Ceramic thick film resistors have long been a mainstay in electronic applications, but they rely on brittle substrates that are prone to cracking or delamination. In view of this, Bourns, Inc. provides a steel based alternative for applications that require high power, thermal efficiency, and mechanical robustness.
Ceramic thick film resistors are reliable before cracking or delamination occurs, but the risk of cracking or delamination increases significantly as the equipment shrinks and power density increases. Bending, vibration, or thermal cycling of circuit boards can damage their performance and reliability, leading to potential on-site failures.
Traditional ceramic thick film resistors are low-cost and widely available, but their substrates are brittle and have low reliability in harsh environments. Stainless steel provides a hard but slightly compliant substrate that can absorb mechanical stresses generated by bending, vibration, and handling of circuit boards during assembly, reducing the risk of cracking or delamination.

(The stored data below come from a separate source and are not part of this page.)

PR #1004, opened 2025-01-14
[16.0][ADD] website_sale_commitment_date

adasatorres:
Hi, this addon allows selecting the delivery date when purchasing from the e-commerce platform, configuring excluded days of the week, minimum or maximum days to limit the selection
from the current date. All of this is configurable from the shipping method.


adasatorres:
To use this addon, you need to go to the shipping method and activate the "allow commitment date" option.
Then, you can configure various settings right there. Afterward,
go to the cart in the e-commerce platform, and you will see that if you select that shipping method,
the option to choose the delivery day will appear.
When using a shipping method that requires specifying the delivery date,
the button will not appear until a date is selected.

website_sale_commitment_date/controllers/main.py
```diff
@@ -0,0 +1,88 @@
...
+    def update_commitment_date(self, **post):
+        order = request.website.sale_get_order()
+        string_date = post.get("date")
+        lang = request.env["res.lang"]._lang_get(
+            request.env.context.get("lang", False) or request.env.user.lang
+        )
+        if order:
+            date_obj = datetime.strptime(
+                string_date,
+                lang.date_format if lang else DEFAULT_SERVER_DATE_FORMAT,
```
rrebollo, line 40: Perhaps you can use "from odoo.tools.misc import format_date" to the date manipulation according to language and encapsulate this behavior in a separated auxiliary method to reuse below too.

website_sale_commitment_date/models/delivery.py
```diff
@@ -0,0 +1,108 @@
...
+    )
+
+    def _get_calendar_context(self, start=False):
+        today = fields.Date.today()
+
+        if start:
+            year, month = start.year, start.month
+        else:
+            year, month = today.year, today.month
+            start = date(year, month, 1)
```
rrebollo:
```suggestion
            start = fields.Date.start_of(today, "month")
```
Relays on odoo built-in tooling

website_sale_commitment_date/models/delivery.py
```diff
@@ -0,0 +1,108 @@
...
+    name = fields.Char(
+        compute="_compute_name", store=True, readonly=False, string="Label"
+    )
+    value = fields.Date(required=True, string="Date")
+
+    @api.depends("value")
+    def _compute_name(self):
+        for record in self:
+            if record.value:
+                record.name = record.value.strftime("%d/%m/%Y")
```
rrebollo: Why ""%d/%m/%Y" as format? Wouldn't "%Y/%m/%d" be "safer"  instead?

rrebollo (commented):
Code Review: Great work! The code looks good to me (LGTM). Thank you for your contribution! I've provided a few suggestions for your consideration—feel free to address them as you see fit. Btw, nice tests.

website_sale_commitment_date/models/delivery.py
adasatorres: Hi @rrebollo, I could use the date format provided by the language, so the format will be created based on the user's language.

website_sale_commitment_date/controllers/main.py
adasatorres: Hi @rrebollo, I believe that format_date cannot be used to create a date object from a string.

website_sale_commitment_date/models/delivery.py
rrebollo: Yes that'll be a better approach in deed

website_sale_commitment_date/controllers/main.py
rrebollo: Of course, my suggestion implicitly mean to do some refactoring around to rely upon odoo's built-in wrappers to work with python dates. But it was only a suggestion. Again, great work

website_sale_commitment_date/models/delivery.py
```diff
@@ -0,0 +1,151 @@
...
+class DeliveryCarrier(models.Model):
+    _inherit = "delivery.carrier"
+
+    allow_commitment_date = fields.Boolean(
+        string="Allow commitment date",
+        help="Allow to set a commitment date on the sale order from to the e-commerce",
+    )
+
+    min_commitment_days = fields.Float()
+    max_commitment_days = fields.Float()
```
Honeyxilia, line 24: Since these fields contain a number of days, wouldn't it be better if this was an Integer field ?

website_sale_commitment_date/controllers/main.py
```diff
@@ -0,0 +1,88 @@
...
+from odoo.tools import DEFAULT_SERVER_DATE_FORMAT, format_date
+
+from odoo.addons.website_sale_delivery.controllers.main import WebsiteSaleDelivery
+
+_logger = logging.getLogger(__name__)
+
+
+class WebsiteSaleCommitmentDate(WebsiteSaleDelivery):
+    @http.route()
+    def payment(self, **post):
```
Honeyxilia, line 19: There's no controller method in WebsiteSaleDelivery or its parent classes, named `payment` :(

Steel based thick film (TFOS) resistors provide a mechanically robust and thermally efficient alternative to demanding high stress designs, where even small amounts of circuit board bending, vibration, or thermal cycling can cause a decrease in ceramic resistor performance.
Bourns launched its first TFOS resistor TFOS30-150T in mid-2025 (Figure 1). Components produced with TFOS have excellent thermal conductivity, high power density, and strong mechanical durability, making them suitable for demanding applications. Many power or high-energy circuits have limitations on the ability of components to absorb, dissipate, and withstand energy pulses, in order to prevent cracking, drift, or premature failure.
Figure 1: Bourns' TFOS30-150T uses a stainless steel substrate, which is more reliable than thick film ceramic resistors. (Image source: Bourns Corporation)
Steel substrates have excellent heat dissipation performance, which can improve power dissipation and achieve higher power density in smaller packages. Apply a high integrity dielectric layer on the cleaned stainless steel substrate to prevent electrical energy from passing through the steel.
By transferring power processing and robustness to resistors, designers can reduce the use of heat sinks, decrease the number of parts, and improve on-site reliability. In short, according to Bourns, designers can achieve higher performance in a smaller space without the need for additional cooling hardware.
In the manufacturing process of TFOS components, thick film conductors and resistance patterns are drawn on the dielectric layer using screen printing technology. After each pass, the material needs to be fired and solidified in a high-temperature furnace to ensure adhesion and a strong conductive and resistive path. Finally, cover the conductor and resistor with a protective glaze layer to provide mechanical protection, environmental resistance, and electrical insulation from the underlying layer.
Advanced design considerations
TFOS resistors have high power and pulse processing capabilities, compact and small in size, and can maintain performance advantages under harsh conditions. This enables engineers to meet strict reliability and thermal management requirements without affecting the external dimensions.
TFOS30-1-150T complies with AEC-Q200 standards and is suitable for automotive grade applications such as battery energy storage systems, motor drives, inverters, fuel cell vehicle sensor boards, and other applications that require high power, thermal management, and mechanical robustness.
Bourns emphasized in an application note [1] on the use of this component in fuel cell stack sensor boards that TFOS is highly suitable for such applications due to its ability to handle high power densities. It can adapt to the pre charging and discharging circuits of fuel cell vehicles, ensuring efficient energy management even under variable frequency operation. Its low inductance and strict tolerance ensure accurate measurement of voltage, current, and temperature inside the fuel cell stack.
The TFOS30-1-150T measures 4.000 inches long x 2.756 inches wide (101.60 mm x 70.00 mm) and offers customizable termination options including solder pads, push in connectors, suspension leads, and termination cables. Bourns claims that this flat and sturdy steel substrate can be manufactured in various shapes and sizes, with a maximum size of 406 mm x 406 mm, and can be adapted to various customized layouts or directly installed on heat dissipation surfaces. Designers can also specify other ohm values, resistance tolerances, and integrate multiple resistors.
Its resistance is 150 ohms, with a tolerance of ± 10%, and precision optimization has been carried out. When installed on the radiator, its rated power is 260 W, while when using a fan to cool the radiator, the rated power can reach 900 W, making it suitable for applications that require a large amount of heat dissipation. TFOS30-1-150T has an extended operating temperature range of -55 ° C to+125 ° C. According to Bourns, TFOS can withstand extremely high component temperatures up to 350 ° C.